Suppose we have a set of n congruences of form $ X \equiv a1 \pmod p$ $ X \equiv a2 \pmod q$ $ X \equiv a3 \pmod r$
where p, q, r are relatively prime. Let $P = \Pi \hspace{5pt}p^aq^br^c$
How can we calculate $ X \mod P$
Suppose we have a set of n congruences of form $ X \equiv a1 \pmod p$ $ X \equiv a2 \pmod q$ $ X \equiv a3 \pmod r$
where p, q, r are relatively prime. Let $P = \Pi \hspace{5pt}p^aq^br^c$
How can we calculate $ X \mod P$
If that is all you know, and $a>1$, $b>1$ or $c>1$, then you can't.
I do not think we can if $a,b,c\ge 2$.
Suppose $X\equiv 1\pmod{4}$. Can we find $X\pmod{16}$?
You can lift the original congruence into the form $X \equiv a_1'\pmod {p^a}$ where $a_1'$ belongs to the set of all residue classes such that $a_1' \equiv a_1 \pmod p$.
Do something similar for $q$ and $r$. Then applying the Chinese Remainder Theorem to $p^a,\ q^b$ and $r^c$ will give you the set of necessary results.

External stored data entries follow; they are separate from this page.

PR #2040, opened 2021-08-11
README: add --ignore-words-list

kolyshkin:
It took me a while to figure out how to specify a list of ignored words
in a configuration file, as --ignore-words-list was missing from README
(I eventually found it elsewhere).

* add --ignore-words-list long option next to -L;
* add ignore-words-list to the .codespellrc example.

Signed-off-by: Kir Kolyshkin <kolyshkin@gmail.com>


README.rst
```diff
@@ -43,15 +43,15 @@ Some noteworthy flags::
 
 The ``-w`` flag will actually implement the changes recommended by codespell. Not running with ``-w`` flag is the same as with doing a dry run. It is recommended to run this with the ``-i`` or ``--interactive`` flag.::
 
-    codespell -I FILE, --ignore-words=FILE
+    codespell -I, --ignore-words FILE
```
peternewman, line 46: I assume the original style with an equals worked here? I'd probably favour reverting the change of this line so it still matches grep's man page.

README.rst
```diff
@@ -43,15 +43,15 @@ Some noteworthy flags::
...
 
-The ``-I`` flag can be used for a list of certain words to allow that are in the codespell dictionaries. The format of the file is one word per line. Invoke using: ``codespell -I path/to/file.txt`` to execute codespell referencing said list of allowed words. **Important note:** The list passed to ``-I`` is case-sensitive based on how it is listed in the codespell dictionaries. ::
+The ``-I`` flag can be used to supply a file with a list of certain words to allow that are in the codespell dictionaries. The format of the file is one word per line. Invoke using: ``codespell -I path/to/file.txt`` to execute codespell referencing said list of allowed words. **Important note:** The list passed to ``-I`` is case-sensitive based on how it is listed in the codespell dictionaries. ::
```
peternewman, line 48: :+1:

peternewman (changes requested):
Thanks for this.

Regarding the options with arguments, looking at the grep man page for example, it looks like this:
`-e PATTERN, --regexp=PATTERN`

It would seem sense to me to follow the same style so would you mind updating them to match

README.rst
kolyshkin: Redone to adhere to grep(3) syntax.

kolyshkin:
@peternewman PTAL

README.rst
```diff
@@ -45,15 +45,15 @@ The ``-w`` flag will actually implement the changes recommended by codespell. No
 
     codespell -I FILE, --ignore-words=FILE
 
-The ``-I`` flag can be used for a list of certain words to allow that are in the codespell dictionaries. The format of the file is one word per line. Invoke using: ``codespell -I path/to/file.txt`` to execute codespell referencing said list of allowed words. **Important note:** The list passed to ``-I`` is case-sensitive based on how it is listed in the codespell dictionaries. ::
+Get a list of words to ignore from _FILE_. The _FILE_ format is one word per line. **Important note:** Words are case-sensitive, based on how they are listed in the codespell dictionaries. ::
 
-    codespell -L word1,word2,word3,word4
+    codespell -L LIST, --ignore-words-list=LIST
```
peternewman, line 50: Maybe turn this into an example like the skip one?

README.rst
```diff
@@ -96,12 +96,13 @@ be specified in this file (without the preceding dashes), for example::
 
     [codespell]
     skip = *.po,*.ts,./src/3rdParty,./src/Test
+    ignore-words-list = creat,clos
```
peternewman, line 99: :+1: Great idea!

peternewman (approved):
I like this new more succinct wording, but I've asked @luzpaz for a review too as they had tweaked this in the past.

README.rst
kolyshkin: Since you mentioned grep(3) man page, I tried to follow its style, which mentions the argument twice (this is why I originally changed it to `-o, --option example,argument` -- to avoid repeating the example argument).

I'm afraid something like
```
codespell -L word1,word2,..., --ignore-words-list=word1,word2,...
```
will look way worse. Or do you mean something different here?

peternewman: Yeah I think I'd agree. I was meaning more like this (rather than dropping the example config entirely):

https://github.com/codespell-project/codespell/blob/eabccd736fb56fb3dc5cc27c219f70f967892a22/README.rst#L58

kolyshkin: done

README.rst
```diff
@@ -45,15 +45,19 @@ The ``-w`` flag will actually implement the changes recommended by codespell. No
...
+Get a list of words to ignore from ``FILE``. The ``FILE`` format is one word per line. **Important note:** Words are case-sensitive, based on how they are listed in the codespell dictionaries. ::
 
-    codespell -L word1,word2,word3,word4
+    codespell -L LIST, --ignore-words-list=LIST
 
-The ``-L`` flag can be used to allow certain words that are comma-separated placed immediately after it.  **Important note:** The list passed to ``-L`` is case-sensitive based on how it is listed in the codespell dictionaries. ::
+Ignore words from the comma-separated ``LIST``. **Important note:** Words are case-sensitive, based on how they are listed in the codespell dictionaries. Example:
 
-    codespell -S, --skip=
+* to ignore the words "fle" and "clos", invoke ``codespell --ignore-words-list="fle,clos"``.
```
peternewman, line 54: Can we make these examples match the config file examples below please?

peternewman (changes requested):
Just one minor comment

README.rst
kolyshkin: done

README.rst
```diff
@@ -96,12 +100,13 @@ be specified in this file (without the preceding dashes), for example::
...
     [codespell]
     skip = *.po,*.ts,./src/3rdParty,./src/Test
+    ignore-words-list = creat,clos
     count =
     quiet-level = 3
 
 This is equivalent to running::
 
-    codespell --quiet-level 3 --count --skip "*.po,*.ts,./src/3rdParty,./src/Test"
+    codespell --quiet-level 3 --count --skip "*.po,*.ts,./src/3rdParty,./src/Test" --ignore-words-list creat,clos
```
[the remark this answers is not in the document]
kolyshkin: This is unrelated to this PR -- the order was wrong before this.

Fixed the config file order to match that of CLI

kolyshkin:
Rebased; addressed review comments; PTAL @peternewman

README.rst
```diff
@@ -41,23 +41,41 @@ Some noteworthy flags::
 
     codespell -w, --write-changes
 
-The ``-w`` flag will actually implement the changes recommended by codespell. Not running with ``-w`` flag is the same as with doing a dry run. It is recommended to run this with the ``-i`` or ``--interactive`` flag.::
+The ``-w`` flag will actually implement the changes recommended by codespell.
+Not running with ``-w`` flag is the same as with doing a dry run. It is
```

Note that there will be many solutions. In general we will have $p^{a-1}$ lifted congruence classes for the first congruence, $q^{b-1}$ for the second congruence and $r^{c-1}$ for the third. Each triplet will correspond to a unique solution giving a total of $p^{a-1}q^{b-1}r^{c-1}$ solutions modulo $P$.